[Stored data]
PR #493, opened 2021-06-21
Generates cargo clippy safe code

### LINKED ISSUE #257: Generate clippy correct code
Follow up after #256 

We disabled clippy for our generated functions. A better approach would be to have our generated code make clippy happy.

For reference of a log of clippy errors check #254

┆Issue is synchronized with this [Jira Task](https://jira.mozilla.com/browse/SYNC-1717)

tarikeshaq:
fixes #257 

We had two main issues with the generated code clippy-wise:
- We had a `-> ()` on ffi functions that don't have a return value, clippy prefers if you simply omit that. For example:
```rust
pub exter "C" fn func() -> () {  // clippy prefers if we remove the "-> ()"
.
.
}
```
- We had a `let` binding to functions that don't return `Result`, clippy wanted us to simply return the called library function. For example:
```rust
uniffi::deps::ffi_support::call_with_output(err, || {
let _retval = rust_library_func();
_retval // clippy prefers if instead of those two lines, we just did "rust_library_func()" and returned that
}
```

Before merging, I'll try this out on `fxa_client` and make sure that it indeed generates clippy safe code. I manually installed `uniffi-bindgen` from local source code and ran `cargo clippy` in Application Services and it seems fine, but for some reason I can't locate the generated bindings and I wanna double check that

### DIFF
--- a/uniffi_bindgen/src/scaffolding/templates/ObjectTemplate.rs
+++ b/uniffi_bindgen/src/scaffolding/templates/ObjectTemplate.rs
@@ -40,7 +40,6 @@ pub extern "C" fn {{ ffi_free.name() }}(ptr: *const std::os::raw::c_void) {
 }
 
 {%- for cons in obj.constructors() %}
-    #[allow(clippy::all)]
     #[doc(hidden)]
     #[no_mangle]
     pub extern "C" fn {{ cons.ffi_func().name() }}(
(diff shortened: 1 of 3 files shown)


uniffi_bindgen/src/scaffolding/templates/ObjectTemplate.rs
```diff
@@ -57,12 +56,11 @@ pub extern "C" fn {{ ffi_free.name() }}(ptr: *const std::os::raw::c_void) {
 {%- endfor %}
 
 {%- for meth in obj.methods() %}
-    #[allow(clippy::all)]
     #[doc(hidden)]
     #[no_mangle]
     pub extern "C" fn {{ meth.ffi_func().name() }}(
         {%- call rs::arg_list_ffi_decl(meth.ffi_func()) %}
-    ) -> {% call rs::return_type_func(meth) %} {
+    ) {% call rs::return_value(meth) %} {
```
rfk, line 63: naming nit: this doesn't really represent a return *value*, but then again I don't have a good name for the thing it does represent. Maybe "return signature"?

rfk (approved):
LGTM 👍🏻

tarikeshaq:
Verified against fxa-client locally. I pointed all the uniffi dependencies to my local uniffi source code, made sure the produced scaffolding had the changes implemented here. Then ran `cargo clippy` and it didn't complain!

• **Your objective**: Look above for the line containing "binding to functions" and the line containing "rfk, line 63: naming". Transcribe both, with the lines between them, exactly.

• **Solution below**:
- We had a `let` binding to functions that don't return `Result`, clippy wanted us to simply return the called library function. For example:
```rust
uniffi::deps::ffi_support::call_with_output(err, || {
let _retval = rust_library_func();
_retval // clippy prefers if instead of those two lines, we just did "rust_library_func()" and returned that
}
```

Before merging, I'll try this out on `fxa_client` and make sure that it indeed generates clippy safe code. I manually installed `uniffi-bindgen` from local source code and ran `cargo clippy` in Application Services and it seems fine, but for some reason I can't locate the generated bindings and I wanna double check that

### DIFF
--- a/uniffi_bindgen/src/scaffolding/templates/ObjectTemplate.rs
+++ b/uniffi_bindgen/src/scaffolding/templates/ObjectTemplate.rs
@@ -40,7 +40,6 @@ pub extern "C" fn {{ ffi_free.name() }}(ptr: *const std::os::raw::c_void) {
 }
 
 {%- for cons in obj.constructors() %}
-    #[allow(clippy::all)]
     #[doc(hidden)]
     #[no_mangle]
     pub extern "C" fn {{ cons.ffi_func().name() }}(
(diff shortened: 1 of 3 files shown)


uniffi_bindgen/src/scaffolding/templates/ObjectTemplate.rs
```diff
@@ -57,12 +56,11 @@ pub extern "C" fn {{ ffi_free.name() }}(ptr: *const std::os::raw::c_void) {
 {%- endfor %}
 
 {%- for meth in obj.methods() %}
-    #[allow(clippy::all)]
     #[doc(hidden)]
     #[no_mangle]
     pub extern "C" fn {{ meth.ffi_func().name() }}(
         {%- call rs::arg_list_ffi_decl(meth.ffi_func()) %}
-    ) -> {% call rs::return_type_func(meth) %} {
+    ) {% call rs::return_value(meth) %} {
```
rfk, line 63: naming nit: this doesn't really represent a return *value*, but then again I don't have a good name for the thing it does represent. Maybe "return signature"?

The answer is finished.